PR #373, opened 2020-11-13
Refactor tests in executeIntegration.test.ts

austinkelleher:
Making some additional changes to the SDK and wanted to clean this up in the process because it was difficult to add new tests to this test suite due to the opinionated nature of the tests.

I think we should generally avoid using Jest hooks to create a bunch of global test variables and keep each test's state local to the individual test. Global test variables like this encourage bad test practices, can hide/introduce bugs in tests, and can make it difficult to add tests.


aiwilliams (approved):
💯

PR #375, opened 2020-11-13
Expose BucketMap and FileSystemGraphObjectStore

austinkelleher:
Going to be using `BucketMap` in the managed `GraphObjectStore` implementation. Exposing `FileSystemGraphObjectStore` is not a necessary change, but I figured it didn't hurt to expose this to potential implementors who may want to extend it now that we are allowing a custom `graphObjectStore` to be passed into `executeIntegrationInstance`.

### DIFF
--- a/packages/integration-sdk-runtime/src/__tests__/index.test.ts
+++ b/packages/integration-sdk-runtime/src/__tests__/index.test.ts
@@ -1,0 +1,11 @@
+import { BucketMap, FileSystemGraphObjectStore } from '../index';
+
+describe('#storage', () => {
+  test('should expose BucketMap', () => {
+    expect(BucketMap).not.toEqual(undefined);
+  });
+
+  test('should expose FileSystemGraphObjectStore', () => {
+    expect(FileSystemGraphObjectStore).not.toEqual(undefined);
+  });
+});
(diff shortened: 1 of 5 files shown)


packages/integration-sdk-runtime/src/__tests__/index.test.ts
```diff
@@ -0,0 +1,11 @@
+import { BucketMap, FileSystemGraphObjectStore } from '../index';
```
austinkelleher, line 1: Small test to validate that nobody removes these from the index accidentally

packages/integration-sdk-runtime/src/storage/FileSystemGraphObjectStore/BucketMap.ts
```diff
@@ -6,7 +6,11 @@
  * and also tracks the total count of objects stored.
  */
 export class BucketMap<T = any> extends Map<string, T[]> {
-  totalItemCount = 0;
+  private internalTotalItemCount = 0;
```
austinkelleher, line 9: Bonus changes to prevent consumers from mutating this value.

● ● ● ● ● ● ●

- _Problem to solve_: The required output is the exact run of lines from the beginning of the listing above to the line that contains "I think we should", inclusive of both.

- _Answer for this exercise_:
PR #373, opened 2020-11-13
Refactor tests in executeIntegration.test.ts

austinkelleher:
Making some additional changes to the SDK and wanted to clean this up in the process because it was difficult to add new tests to this test suite due to the opinionated nature of the tests.

I think we should generally avoid using Jest hooks to create a bunch of global test variables and keep each test's state local to the individual test. Global test variables like this encourage bad test practices, can hide/introduce bugs in tests, and can make it difficult to add tests.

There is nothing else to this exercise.